Rund um den Energiebedarf beim MCAD-Mangel

Wenn es halt sonst keiner macht…

In vielen Artikeln zum MCAD-Mangel wird empfohlen, dass die Eltern eines betroffenen Kindes eine umfassende Schulung und Ernährungsberatung mitmachen sollten. Es hat sich jedoch gezeigt, dass in den zehn Jahren des Forums kaum einer der Teilnehmer eine wirklich gezielte Beratung zur Ernährung eines Kindes mit MCAD-Mangel, geschweige denn eine umfassende Schulung auch tatsächlich erhalten hat. Manch eine Familie hat zwar auch mal einen kurzen Termin bei der Ernährungsberatung der Stoffwechselambulanz, aber im Nachhinein stellen fast alle Eltern fest, dass die wenigen erhaltenen Tipps (wenn es überhaupt welche gab) im Alltag dann doch nicht so pauschal und allumfassend anwendbar sind, sondern immer wieder neue Fragen aufkommen. Aus diesem Grund werden in diesem Artikel die wesentlichen Grundlagen dieser Thematik behandelt.

Ist die Kalorienzählerei denn wirklich notwendig?
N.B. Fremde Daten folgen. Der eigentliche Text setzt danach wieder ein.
PR #1008, opened 2020-12-06
Audioengine refactoring

mauser:
Currently, there are a lot of static audioengine_* methods in the Hydrogen class. The Hydrogen class and those static methods are communicating via global variables. In addition, there is a separate AudioEngine class. 

This "architecture" is a big mess and needs a cleanup:

- [x] Move all audioengine_* method to the `AudioEngine` class. 
- [x] rename all `AudioEngine` members according to naming scheme
- [x]  make member variables private & introduce getters/setters
- [X]  introduce a member `m_pAudioEngine` in Hydrogen class-
- [x] rename instances of `Hydrogen` from "pEngine" to "pHydrogen"


theGreatWhiteShark:
I would also suggest to make a search-and-replace from `pEngine` to `pHydrogen` in the GUI. Having the `Hydrogen` class referred to by the former will be even more confusing after the refactoring

mauser:
@theGreatWhiteShark : I've re-targeted the pull request to "development" and merged in the current state of the master branch. Is there anything on master which should not go into "development"? Haven't thought about that :) 

There have been also some thing which we had planned for this pull request before (like constness and naming of Hydrogen class members), which i would like to leave untouched for now to minimize the merge problems master <-> development. Those can be adressed after the release..

theGreatWhiteShark:
> I've re-targeted the pull request to "development" and merged in the current state of the master branch. Is there anything on master which should not go into "development"? Haven't thought about that :)

No. AFAIU our branching model `development` can contain commits of `master` but not the other way around.

> There have been also some thing which we had planned for this pull request before (like constness and naming of Hydrogen class members), which i would like to leave untouched for now to minimize the merge problems master <-> development. Those can be adressed after the release..

+1 . Sounds good. I will have a look during the weekend.

src/core/AudioEngine.cpp
```diff
@@ -35,37 +69,96 @@ namespace H2Core
...
 	Effects::create_instance();
 #endif
 
 }
 
-
-
 AudioEngine::~AudioEngine()
 {
 	INFOLOG( "DESTROY" );
```
theGreatWhiteShark, line 164: How about checking for `! m_songNoteQueue.empty()`, `m_pPlayingPatterns != nullptr`, `m_pNextPatterns != nullptr`, and `m_pMetronomeInstrument != nullptr` in here and calling `destroy()` in case one of these conditions is false. This way we can ensure everything is clean after `AudioEngine` is destroyed regardless of the changes that might be applied to `Hydrogen::~Hydrogen` in the future.

theGreatWhiteShark (approved):
Looks good and everything seems to work :+1:

Issue #948, opened 2020-09-30
Mark L and R on panning editor


Porrumentzio:
Currently it is confusing because there is no way further than trying out to know which side is left and which right.

Indicating it with L and R would solve this problem

trebmuh:
Not sure what window/space you're referring to. The only thing I can think of already displays a L/R:

![hydro-pan](https://user-images.githubusercontent.com/8705846/94698098-4294cf80-0339-11eb-83ad-39e07560511a.png)

Porrumentzio:
On the pattern editor, below the tracks/instruments.
There is a editing space where every note can be edited, changing velocity, probabili

Porrumentzio:
Sorry for closing, it was a mistake.

The space I say is in the bottom side of the pattern editor, where the velocity, probability... of each note can be edited. And also the panoramization

oddtime:
![screenshot-b95f1a3f](https://user-images.githubusercontent.com/54219881/101774470-6ff6ba00-3aee-11eb-8ea3-89b535d63528.jpg)
 A message similar to this (appearing while changing note Pan) could be useful and easy to program

oddtime:
Opened pull request #1015 for the message

oddtime:
added R L in Pull Req. But they scroll

theGreatWhiteShark:
The note property display can use some scale in general. For *velocity* and *probability* having e.g. a 0, 0.5, and 1 wouldn't hurt either. For the *lead and lag* displaying the amount of milliseconds would be nice too.

oddtime:
> For the lead and lag displaying the amount of milliseconds would be nice too.

Is it a fixed time value or depends on bpm?

theGreatWhiteShark:
> Is it a fixed time value or depends on bpm?
From the current InfoMessage on the LCD it seems it has steps of 0.1 ticks so showing the scale in ms could be tricking

It's given in ticks (probably multiplied by some constant) and depends on the bpm. So, you are right. Displaying milliseconds would require to redraw the widget when passing a tempo marker. This does not seem to be a good idea. Maybe using something like "fraction of a quarter" would be more appropriate instead.

theGreatWhiteShark:
Implemented in #1544. It does not added a "L" and "R" indicator as this did prove difficult/not working in this scrollable widget. But on all changes of the panning you get now a status message telling whether the note is panned to the left or right

PR #1015, opened 2020-12-10
Adding "Set note pan" message (Note Properties Ruler)

oddtime:
pan
This message was missing
Allows to know if pan is Right or Left (since there's no indication on the note editor ruler) and the value.
Minimal solution to issue #948 

made some messages translatable
reduced size of buffer strings


trebmuh:
LGTM.
Is there any chance for the "R"/"L" to be translatable?

oddtime:
Not now but I can do it

trebmuh:
It'd be awesome.

oddtime:
screenshot-0230ec97
See #948
Unfortunately the text is fixed on background (it scrolls with it) but for now we can live with it.

oddtime:
I have changed the code to input pan from GUI calling the pan law methods (the ones in Sampler class). This solves #1167.
Maybe a factorization here would be useful (similar lines are coded in both "mouse move" and "mouse wheel" functions...), I would leave this as it concerns all the note properties if I am not wrong.

oddtime:
Actually I am doubting the necessity of still having `pan_l` and `pan_r` in `Note` and `Instrument` classes, I opened an issue: #1242
I am tempted to deprecate them and get a one to one correspondence between the widgets values and the new unique `pan` member

PR #1043, opened 2020-12-26
Rebuild libsndfile for compatability

cme:
Rebuild libsndfile for compatability

### DIFF
--- a/.appveyor.yml
+++ b/.appveyor.yml
@@ -50,6 +50,7 @@ for:
       brew install qt5; export CMAKE_PREFIX_PATH="$(brew --prefix qt5)";
       brew install libarchive; export PKG_CONFIG_PATH="$(brew --prefix libarchive)/lib/pkgconfig";
       brew install libsndfile jack pulseaudio cppunit
+      brew reinstall --build-from-source libsndfile
 
     build_script: |-
       git submodule init && git submodule update


mauser:
Looks good, certainly quick enough! 

PS: The build will fail since it has not the correct credentials for scp upload, this is disabled for pull request for security reasons..

mauser:
@cme: Could you try [this ](https://sourceforge.net/projects/hydrogen/files/Hydrogen/CI/Hydrogen.dmg/download) binary?

cme:
> @cme: Could you try [this ](https://sourceforge.net/projects/hydrogen/files/Hydrogen/CI/Hydrogen.dmg/download) binary?

Ugh, this seems to suffer the same problem. From the fact that it's *only* libsndfile that seems to suffer from this, I guess that means the issue might actually just be something in the libsndfile build system that's doing something host-OS-specific.

I've tried copying over the Homebrew libsndfile.1.dylib from my Mojave machine to the older machine, and that seems to work. This implies that there's a good chance that changing the `appveyor_build_worker_image` to `macos-mojave` would fix it. Can you try that?

I'll take a look at the libsndfile build system to see if I can find the actual source of the problem.

mauser:
>I've tried copying over the Homebrew libsndfile.1.dylib from my Mojave machine to the older machine, and that seems to work. This implies that there's a good chance that changing the appveyor_build_worker_image to macos-mojave would fix it. Can you try that?

Done, build is rolling: https://ci.appveyor.com/project/mauser/hydrogen/builds/37005297

cme:
> > I've tried copying over the Homebrew libsndfile.1.dylib from my Mojave machine to the older machine, and that seems to work. This implies that there's a good chance that changing the appveyor_build_worker_image to macos-mojave would fix it. Can you try that?
> 
> Done, build is rolling: https://ci.appveyor.com/project/mauser/hydrogen/builds/37005297

...and that seems to fail *somehow* on building by failing to find `libsndfile.h` when building hydrogen. Perhaps the 'reinstall --from-source' somehow failed to complete (though it claims to have been successful). The rebuild shouldn't be needed on Mojave and can be removed.

mauser:
It is even more confusing. The first build i've started (which is linked above), has *not* your commit from this pull request, because i've mistakenly created that branch before doing a `git pull`. It confuses me why cmake does not complain about a missing header (and the sndfile lib is found without problems)

cme:
> It is even more confusing. The first build i've started (which is linked above), has _not_ your commit from this pull request, because i've mistakenly created that branch before doing a `git pull`. It confuses me why cmake does not complain about a missing header (and the sndfile lib is found without problems)

I ran into that (and a similar one) a while ago, fixes on master are: 0e331b328  and 6436d6419. It's surprising that this only seems to be an issue on Mojave!

mauser:
I've cherry-picked those commits, they seem to fix the problem. An updated installer is now available via Sourceforge, i hope that this finally fixes the initial problem :smiley:

cme:
> I've cherry-picked those commits, they seem to fix the problem. An updated installer is now available via [Sourceforge](https://sourceforge.net/projects/hydrogen/files/Hydrogen/CI/Hydrogen.dmg/download), i hope that this finally fixes the initial problem 😃

SUCCESS! Runs just fine on 10.13.

If I have time today, I intend to try and build a 10.12 VM to check if it really does run on 10.12. I already built a 10.10 VM intending to try and make a legacy build there, but Homebrew won't install on 10.10 at the moment.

Eigentlich nicht. Dieser Artikel soll auch absolut nicht dazu führen, dass sich einzelne Eltern von Kindern mit MCAD-Mangel in eine enge Abhängigkeit von irgendwelchen Nährwert-Tabellen begeben und ab jetzt bei jeder Mahlzeit die Zutaten aufs Gramm nachmessen, um hinterher genau zu wissen, wieviele Kalorien dem Kind damit nun wirklich zugeführt wurden. Es hat sich bei den Diskussionen im Forum aber gezeigt, dass den betroffenen Eltern mit der lapidaren Aussage der Stoffwechselambulanzen: “Ernähren Sie ihr Kind einfach völlig normal und machen Sie sich um nichts Gedanken!” nicht wirklich geholfen wird − vor allem dann nicht, wenn ein Kind trotz vermeintlich ausreichender Essensmenge beim Frühstück und Mittagessen im weiteren Verlauf des Tages schon mal Anzeichen eines einsetzenden Energiemangels gezeigt hat.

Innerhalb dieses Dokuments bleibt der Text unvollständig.